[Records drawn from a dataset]
—————
Issue #2814, opened 2019-04-05
Autothreading gone wrong?


JJ:
## The Problem

```
<a b c d e f>.classify( * eq 'a'|'c'|'f' ).say; #2813  OUTPUT: «{False => [a b b b c c d d d e e e f f], True => [a c f]}␤» 
(1..5).classify( * == 1|3|5 ).say; # OUTPUT: «{False => [1 2 2 2 3 3 4 4 4 5 5], True => [1 3 5]}␤»  
```

## Expected Behavior

No idea. At least, if they are repeated, they should be repeated the same number of times. If the Junction receives another member, non-junctioned members repeat themselves that number of times

```
07:54:26   jmerelo | m: (1..5).classify( * == 1|3|5|7 ).say # OUTPUT: «{False => [1 2 2 2 2 3 3 3 4 4 4 4 5 5 5], True => [1 3 5]}␤»                                │
```

## Environment

Reproducible in [Camelia](https://gist.github.com/Whateverable/11c9ac8ec81c1274c28d250f6b8dfb7f)

tony-o:
@jj did you mean to use `~~ 'a'|'c'|'f'` ?

JJ:
@tony-o no, I meant to use precisely that, as in the roast test. The classification is shown in the output, and if that's the case, b would be classified as any(False, True, False) and f as any(False, False, True). How come then a appears once classified as True, once as False, and c and f twice as True and once as False?
the fact that the elements of the list appear several times, I can grok that (although it keeps being mildly bewildering). But the fact that the first one of them appears one time less than the rest, that's what strikes me.

FCO:
maybe the returned value should be `.Bool` before used as key if its. a junction?

lizmat:
Golfed to:

    say <a>.classify: * eq "a"|"b";  # {False => [a], True => [a]}

Compare this to:

    say (* eq "a"|"b")("a");  # any(True, False)

And you should see why "a" gets added in both `True` and `False`.

FCO:
```perl6
<a b c d e f>.classify( * eq 'a'|'c'|'f' )
```
I can't see another reason to use that unless I want `{False => [<b d e>], True => [<a c f>]}` as response, but to do what I want, I could just add a `so`...

```perl6
<a b c d e f>.classify( so * eq 'a'|'c'|'f' )
```

I think it would make sense to `classify` do to Junctions the same thing `so` does ...

lizmat:
[...]

PR #4770, opened 2022-02-09
Correctly classify over junctions

vrurg:
_Potentially breaking change!_

Previously `classify` and `categorize` methods were autothreading over junctions internally, resulting in confusing results. In particular, where same value generally must only appear in a single class, use of a junction could result in duplication over different classes (see https://github.com/rakudo/rakudo/issues/2814).

This commit get things done right by putting junctions alongside other data types and allowing them to be the resulting hash keys. In other words:

    <a>.classify( * eq 'a' | 'b' ); # { any(True, False) => ['a']

To achieve this outcome the resulting hash is now parameterized over Mu-typed keys. While this rather extends the API in general, but the change could also be breaking if there is code relying on the resulting hash to autothread over junctional keys.

- resolves Raku/problem-solving#312
- fixes rakudo/rakudo#2814


vrurg:
Unless there're objections to this PR as a resolution of raku/problem-solving#312, even when ready to merge I would postpone it up until after the 2022.02 Rakudo release. If there be any fallout as a result of the merge then it better not make us postpone the release.

PR #4786, opened 2022-02-13
Improve error msg for traits passed invalid args

### LINKED ISSUE #4785: LTA error when traits are passed invalid arguments
For many traits, calling them with an invalid arguments throws an `X::Comp::Trait::Unknown` error that suggests other traits they might have meant.  This is a helpful message when the user has typo'ed the trait name or made a similar error, but is LTA when the problem is that an argument doesn't match the signature.  This creates a WAT when for builtin traits:

```raku
sub infix:<🦋>(|) is equiv«prefix:<i>» {}
# OUTPUT: ===SORRY!=== Error while compiling /home/runner/.code.tio
# Can't use unknown trait 'is equiv' in a sub declaration.
#    expecting any of:
#       rw raw hidden-from-backtrace hidden-from-USAGE pure default
#       DEPRECATED inlinable nodal prec equiv tighter looser assoc
#       leading_docs trailing_docs
```
.oO( "expecting `equiv` but can't use `equiv`...WAT?" )

And with a non-builtin trait, it's a bit less of a WAT but possibly even more confusing:
```raku
multi trait_mod:<is>(Routine:D $r,  :$foo) {}
sub infix:<🦋>(|) is foo<bar> {}
# OUTPUT: ===SORRY!=== Error while compiling /home/runner/.code.tio
# Can't use unknown trait 'is foo' in a sub declaration.
#   expecting any of:
#       rw raw hidden-from-backtrace hidden-from-USAGE pure default
#       DEPRECATED inlinable nodal prec equiv tighter looser assoc
#       leading_docs trailing_docs
```
This error makes it sound like there's a problem with how `is foo` was _declared_ rather than with how it was called, which points the user in the wrong direction entirely.

This seems like it'll be an easy fix, and I plan to submit a PR soon.

codesections:
Resolves  #4785.

Previously, traits called with invalid arguments would throw an `X::Trait::Unknown` error, which was confusing when the trait _was_
known.  With this PR, they'll now throw an `X::Trait::Invalid` error instead.

To correctly distinguish between unknown traits and invalidly called traits, we also now generate a list of known traits via introspection
rather than relying on a list of hard-coded traits.  This has the added benefit of generating more helpful `X::Trait::Unknown` error
messages when non-core traits have been defined (and eliminates the need to update the hard-coded list).

This PR also includes minor refactoring of the `X::Trait::*` code factor out some duplicated attributes into a role.  This refactoring introduces very minor spectest breakage: Two regression tests in [S12-attributes/instance.t](https://github.com/Raku/roast/blob/master/S12-attributes/instance.t#L693-L706) test the exact value of an attribute, and changing that value from `n attribute` to `an attribute` broke those tests.  I've prepared a corresponding Roast PR.

### DIFF
--- a/src/core.c/Exception.pm6
+++ b/src/core.c/Exception.pm6
@@ -1044,7 +1044,7 @@ my role X::Trait is Exception {
 }
 my class X::Trait::Invalid does X::Trait {
     has $.name;       # target of trait, e.g., '$foo' in `$foo is rw`
-    has $.reason;     # reason the the trait was invalid (optional)
+    has $.reason;     # reason the trait was invalid (optional)
     method message () {
         "Cannot use '$.type $.subtype' on $.declaring '$.name'"
          ~($!reason ?? " because:\n$!reason.indent(4)" !! '.');
--- a/src/core.c/Exception.pm6
+++ b/src/core.c/Exception.pm6
@@ -1037,33 +1037,33 @@ my class X::Worry::Precedence::Range is X::Worry {
     }
 }
 
-my class X::Trait::Invalid is Exception {
+my role X::Trait is Exception {
     has $.type;       # is, will, of etc.
     has $.subtype;    # wrong subtype being tried
-    has $.declaring;  # variable, sub, parameter, etc.
-    has $.name;       # '$foo', '@bar', etc.
+    has $.declaring;  # variable, sub, parameter, etc. (optional)
+}
+my class X::Trait::Invalid does X::Trait {
+    has $.name;       # target of trait, e.g., '$foo' in `$foo is rw`
+    has $.reason;     # reason the the trait was invalid (optional)
     method message () {
-        "Cannot use '$.type $.subtype' on $.declaring '$.name'."
+        "Cannot use '$.type $.subtype' on $.declaring '$.name'"
+         ~($!reason ?? " because:\n$!reason.indent(4)" !! '.');
     }
 }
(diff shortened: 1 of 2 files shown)


src/core.c/Exception.pm6
```diff
@@ -1037,33 +1037,33 @@ my class X::Worry::Precedence::Range is X::Worry {
...
-my class X::Trait::Invalid is Exception {
+my role X::Trait is Exception {
     has $.type;       # is, will, of etc.
     has $.subtype;    # wrong subtype being tried
-    has $.declaring;  # variable, sub, parameter, etc.
-    has $.name;       # '$foo', '@bar', etc.
+    has $.declaring;  # variable, sub, parameter, etc. (optional)
+}
+my class X::Trait::Invalid does X::Trait {
+    has $.name;       # target of trait, e.g., '$foo' in `$foo is rw`
```
MasterDuke17, line 1046: “the the”

codesections: Pardon? I don't see a duplicated "the".  Or maybe I don't understand?

MasterDuke17: Oh, this got put one line up. Below, “reason the the trait”.

codesections: Oh, I thought I checked the surrounding lines.  I guess not [well enough](https://en.wikipedia.org/wiki/Paris_in_the_the_Spring)! Thanks; fixed.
—————
#### Task prompt:
Search the data for the string "would" and say how many lines include it, giving only the number.

#### Answer box:
4